Records from a data collection:
*****

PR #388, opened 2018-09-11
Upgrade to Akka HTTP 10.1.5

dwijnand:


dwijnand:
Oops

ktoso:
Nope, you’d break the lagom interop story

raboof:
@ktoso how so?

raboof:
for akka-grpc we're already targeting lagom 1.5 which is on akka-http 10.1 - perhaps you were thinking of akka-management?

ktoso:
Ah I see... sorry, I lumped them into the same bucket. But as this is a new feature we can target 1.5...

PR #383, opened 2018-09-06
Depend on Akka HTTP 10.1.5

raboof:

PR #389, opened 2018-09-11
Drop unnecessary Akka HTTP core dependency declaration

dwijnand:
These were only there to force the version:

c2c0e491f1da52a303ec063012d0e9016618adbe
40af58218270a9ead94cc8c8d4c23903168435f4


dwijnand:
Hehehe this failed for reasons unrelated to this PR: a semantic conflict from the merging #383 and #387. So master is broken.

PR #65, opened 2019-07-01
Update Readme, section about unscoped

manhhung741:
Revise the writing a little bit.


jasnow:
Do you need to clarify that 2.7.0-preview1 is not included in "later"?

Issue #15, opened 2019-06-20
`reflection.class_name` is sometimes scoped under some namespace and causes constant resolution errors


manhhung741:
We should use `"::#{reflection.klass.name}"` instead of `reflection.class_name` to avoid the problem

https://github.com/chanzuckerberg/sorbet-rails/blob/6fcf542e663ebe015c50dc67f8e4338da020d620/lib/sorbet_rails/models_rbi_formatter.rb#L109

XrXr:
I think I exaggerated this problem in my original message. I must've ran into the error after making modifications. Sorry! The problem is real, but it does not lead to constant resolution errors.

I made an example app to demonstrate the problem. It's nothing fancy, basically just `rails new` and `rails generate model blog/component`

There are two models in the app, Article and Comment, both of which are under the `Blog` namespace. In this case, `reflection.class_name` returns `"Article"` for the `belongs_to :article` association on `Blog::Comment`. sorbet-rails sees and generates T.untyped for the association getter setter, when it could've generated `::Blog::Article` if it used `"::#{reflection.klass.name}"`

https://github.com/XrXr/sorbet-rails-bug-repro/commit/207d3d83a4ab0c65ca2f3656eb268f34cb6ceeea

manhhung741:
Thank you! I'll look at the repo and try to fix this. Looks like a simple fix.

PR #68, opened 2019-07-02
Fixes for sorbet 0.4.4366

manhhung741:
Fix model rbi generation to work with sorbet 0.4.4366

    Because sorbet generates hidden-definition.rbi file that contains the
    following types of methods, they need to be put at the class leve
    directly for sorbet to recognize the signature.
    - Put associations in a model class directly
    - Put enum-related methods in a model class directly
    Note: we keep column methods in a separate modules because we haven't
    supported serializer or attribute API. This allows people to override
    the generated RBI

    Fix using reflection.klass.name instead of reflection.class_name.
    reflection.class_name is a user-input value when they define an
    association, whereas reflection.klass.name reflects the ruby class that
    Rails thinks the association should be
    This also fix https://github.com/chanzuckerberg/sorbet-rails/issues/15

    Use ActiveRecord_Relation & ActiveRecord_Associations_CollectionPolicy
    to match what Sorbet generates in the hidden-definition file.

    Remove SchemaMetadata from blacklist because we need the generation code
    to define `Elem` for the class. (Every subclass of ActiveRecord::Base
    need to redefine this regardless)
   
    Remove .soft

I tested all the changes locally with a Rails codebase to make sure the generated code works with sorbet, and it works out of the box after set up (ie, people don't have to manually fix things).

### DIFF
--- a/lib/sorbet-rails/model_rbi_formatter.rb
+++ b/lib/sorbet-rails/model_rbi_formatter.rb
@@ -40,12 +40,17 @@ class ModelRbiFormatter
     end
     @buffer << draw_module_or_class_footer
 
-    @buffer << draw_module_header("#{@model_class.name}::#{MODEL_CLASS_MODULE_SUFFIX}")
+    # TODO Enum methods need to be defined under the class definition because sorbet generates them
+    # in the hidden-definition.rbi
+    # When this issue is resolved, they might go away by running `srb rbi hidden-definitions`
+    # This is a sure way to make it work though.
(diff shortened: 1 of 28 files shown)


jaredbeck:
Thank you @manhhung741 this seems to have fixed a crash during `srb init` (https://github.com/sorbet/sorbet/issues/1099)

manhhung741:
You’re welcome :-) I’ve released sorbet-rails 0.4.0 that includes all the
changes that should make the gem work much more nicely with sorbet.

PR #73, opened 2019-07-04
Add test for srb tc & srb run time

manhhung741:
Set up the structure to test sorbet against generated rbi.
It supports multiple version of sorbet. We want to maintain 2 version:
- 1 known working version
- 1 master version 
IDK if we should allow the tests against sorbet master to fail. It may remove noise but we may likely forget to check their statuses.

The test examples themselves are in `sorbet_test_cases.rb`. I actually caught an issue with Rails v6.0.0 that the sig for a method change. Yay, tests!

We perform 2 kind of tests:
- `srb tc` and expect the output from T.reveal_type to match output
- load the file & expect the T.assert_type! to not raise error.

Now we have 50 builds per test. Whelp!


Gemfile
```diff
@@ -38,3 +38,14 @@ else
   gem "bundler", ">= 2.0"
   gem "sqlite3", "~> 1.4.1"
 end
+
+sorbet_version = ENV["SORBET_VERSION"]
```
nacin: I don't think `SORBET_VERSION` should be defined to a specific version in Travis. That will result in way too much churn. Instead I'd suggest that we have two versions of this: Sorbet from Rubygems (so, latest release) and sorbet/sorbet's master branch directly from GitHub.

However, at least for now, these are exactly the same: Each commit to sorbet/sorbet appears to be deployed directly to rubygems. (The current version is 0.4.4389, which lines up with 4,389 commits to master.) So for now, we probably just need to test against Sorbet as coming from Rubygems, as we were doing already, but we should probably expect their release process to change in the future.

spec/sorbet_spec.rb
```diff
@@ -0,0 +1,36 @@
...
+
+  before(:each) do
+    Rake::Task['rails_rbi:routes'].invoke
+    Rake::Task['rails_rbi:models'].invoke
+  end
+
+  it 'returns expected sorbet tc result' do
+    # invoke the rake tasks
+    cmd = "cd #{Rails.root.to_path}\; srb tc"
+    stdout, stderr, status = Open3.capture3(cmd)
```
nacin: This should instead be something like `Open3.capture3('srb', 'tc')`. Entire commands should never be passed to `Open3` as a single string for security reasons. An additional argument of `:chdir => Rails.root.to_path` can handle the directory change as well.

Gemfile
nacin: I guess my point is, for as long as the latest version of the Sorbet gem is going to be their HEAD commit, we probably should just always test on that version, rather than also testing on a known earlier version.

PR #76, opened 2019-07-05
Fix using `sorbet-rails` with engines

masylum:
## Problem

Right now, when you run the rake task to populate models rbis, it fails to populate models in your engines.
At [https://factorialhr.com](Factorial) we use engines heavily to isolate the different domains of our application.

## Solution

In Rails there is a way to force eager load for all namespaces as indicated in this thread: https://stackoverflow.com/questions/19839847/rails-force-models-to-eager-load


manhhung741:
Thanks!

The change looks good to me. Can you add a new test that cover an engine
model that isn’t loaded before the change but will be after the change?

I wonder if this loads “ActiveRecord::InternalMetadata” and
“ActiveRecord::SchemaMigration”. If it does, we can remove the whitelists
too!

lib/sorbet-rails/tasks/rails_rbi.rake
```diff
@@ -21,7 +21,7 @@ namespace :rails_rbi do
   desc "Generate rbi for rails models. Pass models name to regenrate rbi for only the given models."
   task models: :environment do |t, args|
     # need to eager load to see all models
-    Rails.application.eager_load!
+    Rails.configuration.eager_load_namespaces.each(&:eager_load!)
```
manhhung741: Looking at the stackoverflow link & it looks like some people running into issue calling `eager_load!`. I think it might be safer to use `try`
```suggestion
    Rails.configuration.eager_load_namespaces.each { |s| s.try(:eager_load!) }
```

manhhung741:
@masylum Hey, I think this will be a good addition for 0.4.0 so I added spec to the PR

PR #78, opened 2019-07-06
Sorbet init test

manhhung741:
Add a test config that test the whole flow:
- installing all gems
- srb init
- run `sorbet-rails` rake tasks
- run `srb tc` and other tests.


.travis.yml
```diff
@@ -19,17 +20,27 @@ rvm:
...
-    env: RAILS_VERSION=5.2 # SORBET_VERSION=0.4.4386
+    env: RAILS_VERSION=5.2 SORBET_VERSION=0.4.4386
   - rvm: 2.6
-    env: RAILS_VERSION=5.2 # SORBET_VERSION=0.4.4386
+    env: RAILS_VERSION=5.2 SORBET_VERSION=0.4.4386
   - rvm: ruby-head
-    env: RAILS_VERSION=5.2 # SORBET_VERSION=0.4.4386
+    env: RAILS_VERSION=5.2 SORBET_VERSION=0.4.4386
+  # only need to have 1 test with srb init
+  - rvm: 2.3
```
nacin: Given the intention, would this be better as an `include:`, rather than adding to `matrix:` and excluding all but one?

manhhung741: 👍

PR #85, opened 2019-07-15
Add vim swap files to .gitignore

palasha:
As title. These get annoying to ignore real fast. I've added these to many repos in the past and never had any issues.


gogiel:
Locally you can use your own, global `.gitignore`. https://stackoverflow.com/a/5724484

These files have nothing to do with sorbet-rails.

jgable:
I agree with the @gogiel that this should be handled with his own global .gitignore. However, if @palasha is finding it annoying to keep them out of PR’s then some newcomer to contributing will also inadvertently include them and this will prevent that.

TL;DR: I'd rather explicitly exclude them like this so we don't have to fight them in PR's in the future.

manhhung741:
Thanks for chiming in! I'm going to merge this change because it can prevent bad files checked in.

*****

__Task directions__: Above are the records; copy exactly the lines from the line with "lib/sorbet-rails/tasks/rails_rbi.rake" through the line with "I agree with", both included.

__Result of the exercise__:
lib/sorbet-rails/tasks/rails_rbi.rake
```diff
@@ -21,7 +21,7 @@ namespace :rails_rbi do
   desc "Generate rbi for rails models. Pass models name to regenrate rbi for only the given models."
   task models: :environment do |t, args|
     # need to eager load to see all models
-    Rails.application.eager_load!
+    Rails.configuration.eager_load_namespaces.each(&:eager_load!)
```
manhhung741: Looking at the stackoverflow link & it looks like some people running into issue calling `eager_load!`. I think it might be safer to use `try`
```suggestion
    Rails.configuration.eager_load_namespaces.each { |s| s.try(:eager_load!) }
```

manhhung741:
@masylum Hey, I think this will be a good addition for 0.4.0 so I added spec to the PR

PR #78, opened 2019-07-06
Sorbet init test

manhhung741:
Add a test config that test the whole flow:
- installing all gems
- srb init
- run `sorbet-rails` rake tasks
- run `srb tc` and other tests.


.travis.yml
```diff
@@ -19,17 +20,27 @@ rvm:
...
-    env: RAILS_VERSION=5.2 # SORBET_VERSION=0.4.4386
+    env: RAILS_VERSION=5.2 SORBET_VERSION=0.4.4386
   - rvm: 2.6
-    env: RAILS_VERSION=5.2 # SORBET_VERSION=0.4.4386
+    env: RAILS_VERSION=5.2 SORBET_VERSION=0.4.4386
   - rvm: ruby-head
-    env: RAILS_VERSION=5.2 # SORBET_VERSION=0.4.4386
+    env: RAILS_VERSION=5.2 SORBET_VERSION=0.4.4386
+  # only need to have 1 test with srb init
+  - rvm: 2.3
```
nacin: Given the intention, would this be better as an `include:`, rather than adding to `matrix:` and excluding all but one?

manhhung741: 👍

PR #85, opened 2019-07-15
Add vim swap files to .gitignore

palasha:
As title. These get annoying to ignore real fast. I've added these to many repos in the past and never had any issues.


gogiel:
Locally you can use your own, global `.gitignore`. https://stackoverflow.com/a/5724484

These files have nothing to do with sorbet-rails.

jgable:
I agree with the @gogiel that this should be handled with his own global .gitignore. However, if @palasha is finding it annoying to keep them out of PR’s then some newcomer to contributing will also inadvertently include them and this will prevent that.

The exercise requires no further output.